• **Exercise input**
......
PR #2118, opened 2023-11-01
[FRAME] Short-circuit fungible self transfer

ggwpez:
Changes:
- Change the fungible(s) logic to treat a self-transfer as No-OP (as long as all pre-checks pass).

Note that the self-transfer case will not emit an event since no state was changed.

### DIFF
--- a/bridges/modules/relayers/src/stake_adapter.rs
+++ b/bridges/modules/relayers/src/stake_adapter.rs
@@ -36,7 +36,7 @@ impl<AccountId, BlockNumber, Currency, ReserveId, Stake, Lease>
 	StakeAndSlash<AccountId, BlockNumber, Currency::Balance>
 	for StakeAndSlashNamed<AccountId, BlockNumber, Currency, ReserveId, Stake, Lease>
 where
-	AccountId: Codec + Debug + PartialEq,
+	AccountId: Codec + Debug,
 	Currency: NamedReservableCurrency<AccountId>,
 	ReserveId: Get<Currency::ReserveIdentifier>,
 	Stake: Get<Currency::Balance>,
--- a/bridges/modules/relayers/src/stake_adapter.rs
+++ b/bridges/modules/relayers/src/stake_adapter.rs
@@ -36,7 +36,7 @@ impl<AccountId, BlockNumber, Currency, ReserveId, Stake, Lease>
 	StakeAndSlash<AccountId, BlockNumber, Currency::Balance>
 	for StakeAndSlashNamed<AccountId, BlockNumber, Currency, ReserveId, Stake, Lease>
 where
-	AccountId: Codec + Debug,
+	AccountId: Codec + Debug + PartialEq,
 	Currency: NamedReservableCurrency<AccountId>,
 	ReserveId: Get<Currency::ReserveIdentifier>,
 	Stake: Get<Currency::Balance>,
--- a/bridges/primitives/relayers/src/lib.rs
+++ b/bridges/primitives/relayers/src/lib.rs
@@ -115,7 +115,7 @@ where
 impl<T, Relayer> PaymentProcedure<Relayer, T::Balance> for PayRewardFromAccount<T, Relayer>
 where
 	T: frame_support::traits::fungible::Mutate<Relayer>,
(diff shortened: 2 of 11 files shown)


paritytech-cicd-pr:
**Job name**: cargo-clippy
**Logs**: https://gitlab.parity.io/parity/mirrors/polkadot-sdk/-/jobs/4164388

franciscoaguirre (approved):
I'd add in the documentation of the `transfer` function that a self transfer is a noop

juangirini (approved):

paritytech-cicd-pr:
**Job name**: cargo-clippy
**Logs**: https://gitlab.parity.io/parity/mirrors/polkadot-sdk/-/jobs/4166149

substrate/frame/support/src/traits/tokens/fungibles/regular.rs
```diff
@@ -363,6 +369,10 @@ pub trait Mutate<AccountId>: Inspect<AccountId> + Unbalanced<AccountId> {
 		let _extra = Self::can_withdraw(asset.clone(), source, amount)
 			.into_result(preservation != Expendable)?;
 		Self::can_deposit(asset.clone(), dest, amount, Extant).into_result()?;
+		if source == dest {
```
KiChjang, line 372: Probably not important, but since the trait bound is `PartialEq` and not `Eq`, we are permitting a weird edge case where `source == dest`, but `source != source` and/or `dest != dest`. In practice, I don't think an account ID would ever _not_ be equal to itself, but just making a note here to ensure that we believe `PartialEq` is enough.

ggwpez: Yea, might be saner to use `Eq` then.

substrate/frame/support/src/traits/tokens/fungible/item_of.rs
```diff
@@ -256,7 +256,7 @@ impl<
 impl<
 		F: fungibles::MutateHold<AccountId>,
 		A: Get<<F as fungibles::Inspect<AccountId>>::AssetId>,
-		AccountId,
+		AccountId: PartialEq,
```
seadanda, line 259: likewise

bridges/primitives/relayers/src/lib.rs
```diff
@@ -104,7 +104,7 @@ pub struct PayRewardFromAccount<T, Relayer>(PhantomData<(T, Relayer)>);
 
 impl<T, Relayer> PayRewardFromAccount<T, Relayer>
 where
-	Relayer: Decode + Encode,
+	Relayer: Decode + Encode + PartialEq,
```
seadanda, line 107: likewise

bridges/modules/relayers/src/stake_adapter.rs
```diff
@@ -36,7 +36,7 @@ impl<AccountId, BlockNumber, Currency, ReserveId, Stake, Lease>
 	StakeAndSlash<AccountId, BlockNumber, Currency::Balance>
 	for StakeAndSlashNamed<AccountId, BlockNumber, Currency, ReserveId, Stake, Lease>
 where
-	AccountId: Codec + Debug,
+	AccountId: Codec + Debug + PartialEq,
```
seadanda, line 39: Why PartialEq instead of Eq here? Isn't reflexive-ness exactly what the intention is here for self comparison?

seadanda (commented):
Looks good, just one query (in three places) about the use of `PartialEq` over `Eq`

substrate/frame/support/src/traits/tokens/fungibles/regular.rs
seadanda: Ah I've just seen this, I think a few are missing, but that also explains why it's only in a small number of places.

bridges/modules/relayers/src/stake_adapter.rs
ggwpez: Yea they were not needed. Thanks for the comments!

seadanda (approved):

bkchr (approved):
......
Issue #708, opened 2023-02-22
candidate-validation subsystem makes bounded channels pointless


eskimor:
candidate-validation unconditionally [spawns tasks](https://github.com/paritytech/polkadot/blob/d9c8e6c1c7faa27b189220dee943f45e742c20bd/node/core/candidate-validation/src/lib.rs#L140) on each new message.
......
• **Task**
Considering only the data above, return the lines in which "jobs" occurs.

• **Reply to the task**
**Logs**: https://gitlab.parity.io/parity/mirrors/polkadot-sdk/-/jobs/4164388
**Logs**: https://gitlab.parity.io/parity/mirrors/polkadot-sdk/-/jobs/4166149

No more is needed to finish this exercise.